My first reaction on hearing about this was, why a criminal case? Why not handle this within the school system?
I can’t find much in the way of statements from the prosecutors who put the charges together, but I did see that Jim Amormino, of the Orange County Sheriff’s Department (who presumably investigated all this), said criminal charges were justified because this isn’t a “victimless” crime. According to a KTLA report, Amormino said that if Khan had gotten away with changing his grades and succeeded in getting into the university he wanted, some other, truly-deserving student would have lost the place he or she deserved.
I wonder if this theory is the basis of the fraud allegations in the count I quoted above and others like it? I wondered what the “fraud” was. I’m not sure if it’s being cast as a fraud on (i) the universities Khan was applying to or (ii) on the students he would have been cheating out of a place in one of those universities or (iii) something else.
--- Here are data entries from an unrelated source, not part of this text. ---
PR #1157, opened 2019-03-27
Fixes #1118 - Reuse build artifacts

### LINKED ISSUE #1118: Re-use build artifacts
**Scenario**
If a user attempts to re-publish without changing the contents of the `requirements.txt` file, avoid triggering a full dependency build (pip install). This feature would especially benefit the native-dependency scenario that requires running docker each time to build the required binaries. 

**Experience**

The functionality needs to be integrated into the following commands: 

1. func publish
2. func publish --build-native-dependencies
3. func pack 
4. func pack --build-native-dependencies

ankitkumarr:
@ahmelsayed do you think I should also check and add the file `.python_packages/requirements.txt.md5` I am creating to `.funcignore`?

@asavaritayal, ~~I called the flag to force update `--force-sync`. Let me know if you have a better name.~~ On Asavari's suggestion, I have removed the flag to force update.

This needs a doc update. And this should be the last item for changing the Python publishing workflow for now.

### DIFF
--- a/appveyor.yml
+++ b/appveyor.yml
@@ -6,6 +6,7 @@ image: Visual Studio 2017
 clone_folder: c:\azure-functions-cli
 
 build_script:
+- "SET PATH=C:\\Python36;C:\\Python36\\Scripts;%PATH%"
 - ps: |
       .\build.ps1
       if ($LastExitCode -ne 0) { $host.SetShouldExit($LastExitCode)  }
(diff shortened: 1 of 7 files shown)


ankitkumarr:
@ahmelsayed, added a basic e2e test for functionality. Let me know if that looks good, and I will merge this change.

ankitkumarr:
Apologies for multiple force push, I was experimenting with appveyor. Finally got it to run Python 3. Tests should be good now.

ahmelsayed:
Looks great!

I can certainly see the school’s, and the community’s, being outraged. It’s a really shabby thing to do . . . and it threatens to undermine faith in the integrity of the whole educational process. I don’t know about high schools, but law schools in general tend to be fraught with rumors about cheating because most of the grades are based on a single final exam. I honestly don’t think there is much cheating in any law school, but the belief that it goes on is something law school administrators have to deal with; they have to take pains to ensure that students believe in the honesty and integrity of the exam processes. I suspect high schools have to do something similar . . . especially as high school students become more adept at using computers.
Even if I can buy the need for a criminal prosecution – the need to “make an example” of these guys in an attempt to discourage other, similarly-talented and similarly-situated students from following their example – I really don’t see the need for so many charges. I may be wrong, but I can’t imagine this thing will go to trial. I have to assume there’ll be some kind of plea bargain (especially as the allegations in the complaint make it sound like the prosecution has its evidence down solid) . . . but I also suspect the prosecutor is going to want to see jail time. As one of the articles I read said, that’s pretty much going to kill any hope these two have of going to a good school (any school) and it’s probably not going to do much for their future job prospects, either.